In the month prior to her death, Wang was involved in the production of a play based on story of HIV epidemic in Zhoukou region and her whistleblowing, entitled The King of Hell's Palace, that was to open at the Hampstead Theatre in London. However, she reported that family and friends living in China had been intimidated to pressure her to drop the show. She said that this pressure was happening because Chinese officials were afraid of publicity, "but even after all this time, I will still not be silenced, even though I am deeply sad that this intimidation is happening yet again." She believed that the play would help expose corruption in Chinese health service, save people and help persecuted Chinese doctors and AID activists like Gao Yaojie and Wan Yanhai.

== Personal life ==
Wang's first husband was Geng Honghai, an employee of the Ministry of Health.

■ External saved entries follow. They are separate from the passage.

PR #307, opened 2025-10-14
chore(transaction-builder): Fix leftover `named-result` reference

DaughterOfMars:
## Description

I noticed that this method wasn't properly renamed.

### DIFF
--- a/crates/iota-transaction-builder/src/builder/mod.rs
+++ b/crates/iota-transaction-builder/src/builder/mod.rs
@@ -176,7 +176,7 @@ impl TransactionBuildData {
         name.push_named_results(self);
     }
 
-    /// Get the value for the given string in the named results map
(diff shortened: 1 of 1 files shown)


crates/iota-transaction-builder/src/builder/mod.rs
```diff
@@ -306,7 +306,7 @@ impl<C, L> TransactionBuilder<C, L> {
 
     /// Get the value for the given string in the named results map
     pub fn get_named_result(&self, name: &str) -> Option<Argument> {
```
Thoralf-M, line 308: But we went from command -> result, no? Because the name is used to reference a result of a command and not the command itself

DaughterOfMars: Hm, whoops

They had a daughter, Samantha Geng, a clinical pharmacist. Wang's husband Geng was shunned by his colleagues during Wang's whistleblowing campaign, and their marriage ended in divorce. After moving to the United States in 2001, Wang took the English name Sunshine. Wang never felt safe enough to return to China. In 2005, she married Gary Christensen. They adopted her elder brother's two children, Julie Zou, an army nurse, and David Zou, an engineer.

Wang died from an apparent heart attack while she was hiking with Christensen in a canyon in Salt Lake City, Utah, on 21 September 2019.